Devenir moins performant pour être plus durable

Olivier Hamant est chercheur à l’INRAE (Institut National de Recherche pour l’Agriculture, l’Alimentation et l’Environnement) et directeur de l’Institut Michel Serres. C’est également l’auteur du livre « La troisième voie du vivant ». Le 26 janvier dernier, Olivier Hamant a animé une conférence organisée par l’ADASTA à Polytech-Isima. Lors d’un salon de l’agriculture où on recherche de la performance plutôt que de la durabilité, il était question de l’impact de l’humain sur la planète, et comment s’en sortir grâce à la « robustesse ».

« Dehors devient Dedans »

Le constat est le suivant : les humains préfèrent produire en favorisant la performance en dépit de la robustesse. On préfère favoriser la performance dans un temps très court plutôt que de produire des choses durables. L’optimisation va toujours sacrifier quelque chose, Olivier Hamant demande donc, lorsque l’on optimise : « Qu’est-ce qui va être sensibilisé ». Par sensibiliser, il entend affaiblir un aspect pour en renforcer un autre.

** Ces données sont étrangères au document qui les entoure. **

PR #4591, opened 2023-08-08
✨Meet the clusters-keeper service (⚠️ devops)

sanderegg:
## What do these changes do?
Brings a new service to maintain external clusters, note that this service currently does nothing, this the skeleton and the initial unit tests.

- [x] 99% code coverage
- [x] integrated in CI
- [x] pre-populated with ec2 client (currently a duplicate from autoscaling), rabbitmq client and redis client
- ⚠️ devops: this is a new service, it will need its entries in ops-environment


mguidon (approved):
The Clusters-Keepers....

matusdrobuliak66 (approved):
Clusters-keeper: Because every cluster deserves a guardian! 🛡️

services/clusters-keeper/docker/healthcheck.py
GitHK, line 1: I really wonder why we can't share this file between all service.

services/clusters-keeper/src/simcore_service_clusters_keeper/core/settings.py
```diff
@@ -0,0 +1,177 @@
...
+        description="If a single run of the check takes longer than timeout seconds "
+        "then the check is considered to have failed."
+        "It takes retries consecutive failures of the health check for the container to be considered unhealthy.",
+    )
+    SC_USER_ID: int | None = None
+    SC_USER_NAME: str | None = None
+
+    # RUNTIME  -----------------------------------------------------------
+    CLUSTERS_KEEPER_DEBUG: bool = Field(
+        default=False, description="Debug mode", env=["clusters_keeper_DEBUG", "DEBUG"]
```
GitHK, line 136:
```suggestion
        default=False, description="Debug mode", env=["CLUSTERS_KEEPER_DEBUG", "DEBUG"]
```

services/clusters-keeper/src/simcore_service_clusters_keeper/core/settings.py
```diff
@@ -0,0 +1,177 @@
...
+    )
+
+    CLUSTERS_KEEPER_LOGLEVEL: LogLevel = Field(
+        LogLevel.INFO, env=["clusters_keeper_LOGLEVEL", "LOG_LEVEL", "LOGLEVEL"]
+    )
+    CLUSTERS_KEEPER_LOG_FORMAT_LOCAL_DEV_ENABLED: bool = Field(
+        default=False,
+        env=[
+            "clusters_keeper_LOG_FORMAT_LOCAL_DEV_ENABLED",
```
GitHK, line 145:
```suggestion
            "CLUSTERS_KEEPER_LOG_FORMAT_LOCAL_DEV_ENABLED",
```

services/clusters-keeper/src/simcore_service_clusters_keeper/modules/ec2.py
```diff
@@ -0,0 +1,259 @@
...
+
+    async def close(self) -> None:
+        await self.exit_stack.aclose()
+
+    async def ping(self) -> bool:
+        try:
+            await self.client.describe_account_attributes()
+            return True
+        except Exception:  # pylint: disable=broad-except
+            return False
```
GitHK, line 64: I would rename this method, In my head it was used to ping the EC2 instance.

services/clusters-keeper/tests/unit/test_modules_ec2.py
```diff
@@ -0,0 +1,325 @@
...
+        tags=tags,
+        startup_script=startup_script,
+        number_of_instances=1,
+    )
+    assert len(created_instances) == 1
+
+    instance_received = await clusters_keeper_ec2.get_instances(
+        app_settings.CLUSTERS_KEEPER_EC2_INSTANCES,
+        tags=tags,
+    )
```
GitHK, line 270: Q: if you have less tags in the dataset will it still return it and is it something you want?

GitHK (approved):
I see this is not connected to anything.
Maybe some tips for the future

services/clusters-keeper/src/simcore_service_clusters_keeper/modules/ec2.py
sanderegg: EC2 is an AWS service. That is what is being pinged here.

services/clusters-keeper/docker/healthcheck.py
sanderegg: agreed. but I will not change this right now.

Issue #3263, opened 2022-08-15
fix bug in API that limits to 2GB


pcrespov:
Python API client cannot upload >2GB?? 

NOTE: @sanderegg claims with ``curl`` worked and in some deployes client does work as well

sanderegg:
## Api-server
- new entriypoints: forward webserver API to storage or storage API
## API-Client
- generate the raw client (the user of the client would have to get the multipart links, upload, complete)
- wrap the generated client so that this upload process wraps the complexity (/upload file as usual)

PR #4596, opened 2023-08-10
✨ API server endpoints for performing multipart upload directly to S3

bisgaard-itis:
## What do these changes do?
Add three endpoints to the API server:
image

These endpoints allow clients to perform multipart upload of files directly to S3, and thus should eliminate the 5GB upload limit we currently face.
I also added a unit test for each of these endpoints.

## Related issue/s
- https://github.com/ITISFoundation/osparc-simcore/issues/3263
- https://github.com/ITISFoundation/osparc-issues/issues/617


services/api-server/src/simcore_service_api_server/api/routes/files.py
```diff
@@ -170,6 +182,117 @@ async def upload_files(files: list[UploadFile] = FileParam(...)):
...
+        ),
+        client_session=None,
+        link_type=LinkType.PRESIGNED,
+        file_size=ByteSize(client_file.filesize),
+        is_directory=False,
+    )
+    return upload_links
+
+
+@router.patch(
```
sanderegg, line 229: sorry I forgot to share this with you. these are the guidelines we try to follow: https://cloud.google.com/apis/design/custom_methods#http_mapping

in case you would use PATCH call you would need a resource such as:
PATCH /content/{content_id}

that would be correct and more understandable I think.

other option would be:
POST /content/{content_id}:complete
that is what the storage API actually allows.

services/api-server/src/simcore_service_api_server/api/routes/files.py
```diff
@@ -170,6 +182,117 @@ async def upload_files(files: list[UploadFile] = FileParam(...)):
...
+    "/content",
+    response_model=File,
+)
+@cancel_on_disconnect
+@catch_n_raise(
+    (ValueError, S3TransferError, ClientError, ValidationError),
```
sanderegg, line 235: here I also have some doubts:
- ValidationError why is this a 500? what are the use-cases?
- S3TransferError? is there a use-case? cause this should happen when you actually upload to S3 directly I think.
- ClientError: is that the client of api-server having issues with storage? then I think this should be a 503

services/api-server/src/simcore_service_api_server/api/routes/files.py
```diff
@@ -170,6 +182,117 @@ async def upload_files(files: list[UploadFile] = FileParam(...)):
...
+        link_type=LinkType.PRESIGNED,
+        file_size=ByteSize(client_file.filesize),
+        is_directory=False,
+    )
+    return upload_links
+
+
+@router.patch(
+    "/content",
+    response_model=File,
```
sanderegg, line 231: no need for ```include_in_schema=API_SERVER_DEV_FEATURES_ENABLED,```?

services/api-server/src/simcore_service_api_server/api/routes/files.py
```diff
@@ -170,6 +182,117 @@ async def upload_files(files: list[UploadFile] = FileParam(...)):
...
+
+    file_meta: File = await File.create_from_client_file(
+        client_file,
+        datetime.datetime.now(datetime.timezone.utc).isoformat(),
+        checksum=e_tag,
+    )
+    return file_meta
+
+
+@router.delete("/content")
```
sanderegg, line 273: 1. no need for ```include_in_schema=API_SERVER_DEV_FEATURES_ENABLED,```?
2. this should be more like DELETE /contents/{content_id}, otherwise it is not logical in terms of REST API and I guess it is questionable whether the upload *process* is a resource or not. It could also be POST /contents/{content_id}:abort

services/api-server/src/simcore_service_api_server/api/routes/files.py
```diff
@@ -170,6 +182,117 @@ async def upload_files(files: list[UploadFile] = FileParam(...)):
...
+@cancel_on_disconnect
+@catch_n_raise(
+    (ClientError, ValidationError), lambda e: status.HTTP_500_INTERNAL_SERVER_ERROR
```
sanderegg, line 276: same question regarding the 500 vs 503 and the ValidationError

services/api-server/tests/unit/test_api_files.py
```diff
@@ -122,3 +133,63 @@ async def test_download_content(
 
     assert response.status_code == status.HTTP_200_OK
     assert response.headers["content-type"] == "application/octet-stream"
+
+
+async def test_get_upload_links(
```
sanderegg, line 138: you could add some tests for checking the ValidationError issues:
such as ```test_get_upload_links_with_invalid_parameter_raises_422```
Normally I think that is how fastapi responds by default

packages/simcore-sdk/src/simcore_sdk/node_ports_common/filemanager.py
```diff
@@ -139,6 +139,24 @@ async def _resolve_location_id(
...
+    async with ClientSessionContextManager(client_session) as session:
+        e_tag: ETag | None = await _complete_upload(
+            session=session,
+            upload_completion_link=upload_completion_link,
+            parts=uploaded_parts,
+            is_directory=False,
+        )
+    assert (
+        e_tag is not None
+    )  # nosec - should be none because we are only uploading a file here
```
sanderegg, line 156: the comment says the contrary to what you do here I think

packages/service-library/src/servicelib/fastapi/requests_decorators.py
```diff
@@ -119,4 +119,27 @@ async def wrapper(request: Request, *args, **kwargs):
     return wrapper
 
 
-__all__: tuple[str, ...] = ("cancel_on_disconnect",)
+def catch_n_raise(exception_types, http_status_map: Callable[[type], int]):
```
sanderegg, line 122: I am not sure you really need that.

Par exemple, on retrouve cette même idée dans les objectifs de l’ONU. En priorisant certains objectifs, on en sacrifie d’autres. Et l’objectif n°8, pour la croissance économique, pousse à toujours plus de performance. 

La recherche de la performance s’illustre à travers la loi de Goodhart : « lorsqu’une mesure devient un objectif, elle cesse d’être une bonne mesure ». Être à la recherche de la meilleure note possible à l’école ou avoir la meilleure performance sportive entraîne souvent de la fraude. Une phrase résume très bien ce problème : « Le mieux est l’ennemi du bien ». C’est la phrase qui a lancé la conférence. Prononcé par Gérard Mouillaud, président de l’ADASTA (Association pour le Développement de l’Animation Scientifique et Technique en Auvergne).

Les contrecoups de la performance

Pour Olivier Hamant, parfois, voir toujours plus grand et être de plus en plus rapide peut être contreproductif. Un exemple très parlant : le bouchon du canal du Suez, en 2021. Avec ce blocage, on se rend compte que la fabrication de bateaux immenses, pour circuler dans des passages étroits, peut avoir un énorme impact négatif. Mais c’est surtout une rétroaction planétaire qu’il faut craindre. La performance fragilise le climat, les ressources, la biodiversité en créant massivement de la pollution.

« Même lorsque l’on cherche des nouvelles solutions pour l’environnement, on n’arrive pas à être écologique. Pour être plus puissantes, des éoliennes « Haliade – X » ont une production qui utilise trop de ressources pour être durable et résilientes. Tout comme les voitures électriques, bien que plus écologiques que les voitures à essence, le problème n’est plus le pétrole, mais les minerais. Il faut beaucoup trop de cuivre pour construire la voiture, d’abord, mais aussi pour créer les bornes de recharge.« 

La solution pour une performance durable : la robustesse

Olivier Hamant recommande plutôt de s’inspirer de la nature, pas nécessairement grâce au biomimétisme, mais du point de vue de la robustesse. La nature se développe moins vite, mais plus efficacement et sans pollution.

C’est la troisième voie du vivant. Transposer à nos sociétés le mode de fonctionnement de la Nature. Un écosystème qui se construit lentement mais durablement en s’appuyant sur différents « partenaires » qui ont chacun un rôle défini. Toutes les entités travaillent ensemble dans un système durable.

Cela peut se transposer de différentes manières. Olivier Hamant propose quelques exemples. Par exemple, cela pourrait passer par le « tout-réparable ». Une idée qui se démocratise grandement avec le FairPhone, ou les services de reconditionnement comme Trocathlon, Darty Max ou encore Back Market.

Pour l’éducation, il faudrait revenir à un système tester en 1747, l’école mutuelle. Ici, les élèves doivent chercher eux-mêmes les informations, parfois auprès d’autres personnes. Ensuite, ils s’échangent les informations, et chacun à un rôle à jouer, par rapport à son niveau. Le maître quant à lui, dirige l’organisation des élèves.

Enfin, il donne l’exemple de Buurtzorg, un modèle d’organisation de soins à domicile. ici, pas de surperformance, l’idée, est de travailler en équipe et en proximité et de prendre le temps nécessaire avec chaque patient. Cela permet d’éviter les burnouts grâce un travail plus collectif et collaboratif.


Une société plus résiliente doit-elle être moins productive ? Une chose est sûr c’est qu’elle doit être plus robuste pour faire face aux différentes fluctuations de notre système actuel.